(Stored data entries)
* * * * * * *

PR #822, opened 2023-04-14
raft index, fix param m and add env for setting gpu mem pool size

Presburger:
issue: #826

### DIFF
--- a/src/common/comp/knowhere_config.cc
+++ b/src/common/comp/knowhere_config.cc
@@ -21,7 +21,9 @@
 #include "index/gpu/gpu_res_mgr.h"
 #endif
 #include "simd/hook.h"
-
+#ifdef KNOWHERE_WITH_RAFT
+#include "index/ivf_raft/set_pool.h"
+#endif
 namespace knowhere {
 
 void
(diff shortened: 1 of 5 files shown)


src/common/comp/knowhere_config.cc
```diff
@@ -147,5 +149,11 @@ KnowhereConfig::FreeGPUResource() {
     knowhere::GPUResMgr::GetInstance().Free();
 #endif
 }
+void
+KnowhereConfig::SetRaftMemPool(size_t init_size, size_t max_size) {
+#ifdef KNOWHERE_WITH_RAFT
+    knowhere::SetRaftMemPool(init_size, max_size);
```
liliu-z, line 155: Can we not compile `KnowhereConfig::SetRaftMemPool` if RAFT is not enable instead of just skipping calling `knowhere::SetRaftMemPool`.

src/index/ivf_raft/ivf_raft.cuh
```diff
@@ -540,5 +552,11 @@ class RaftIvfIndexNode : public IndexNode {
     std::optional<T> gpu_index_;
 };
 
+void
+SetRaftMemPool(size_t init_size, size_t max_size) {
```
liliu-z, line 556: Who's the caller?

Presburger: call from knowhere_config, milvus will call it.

* * * * * * *

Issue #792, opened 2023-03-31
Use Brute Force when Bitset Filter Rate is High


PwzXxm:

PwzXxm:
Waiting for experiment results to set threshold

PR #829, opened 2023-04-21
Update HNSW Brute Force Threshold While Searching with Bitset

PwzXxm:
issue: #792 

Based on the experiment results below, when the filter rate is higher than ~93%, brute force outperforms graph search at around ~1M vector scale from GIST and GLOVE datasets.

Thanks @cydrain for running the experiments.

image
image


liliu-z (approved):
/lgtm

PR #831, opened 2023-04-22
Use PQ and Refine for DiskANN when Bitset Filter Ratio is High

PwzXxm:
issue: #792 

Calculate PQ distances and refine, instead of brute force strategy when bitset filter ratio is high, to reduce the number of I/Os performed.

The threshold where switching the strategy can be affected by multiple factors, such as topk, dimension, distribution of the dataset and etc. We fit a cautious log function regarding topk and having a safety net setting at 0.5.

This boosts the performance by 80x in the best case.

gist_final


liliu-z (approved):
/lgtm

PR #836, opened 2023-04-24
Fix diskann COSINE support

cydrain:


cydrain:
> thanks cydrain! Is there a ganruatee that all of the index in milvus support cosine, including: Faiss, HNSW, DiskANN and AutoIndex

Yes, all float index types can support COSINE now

* * * * * * *

> **What is required**: State how many lines of the records contain the word "SetRaftMemPool". Give that number alone.

> **Answer to this task**: 4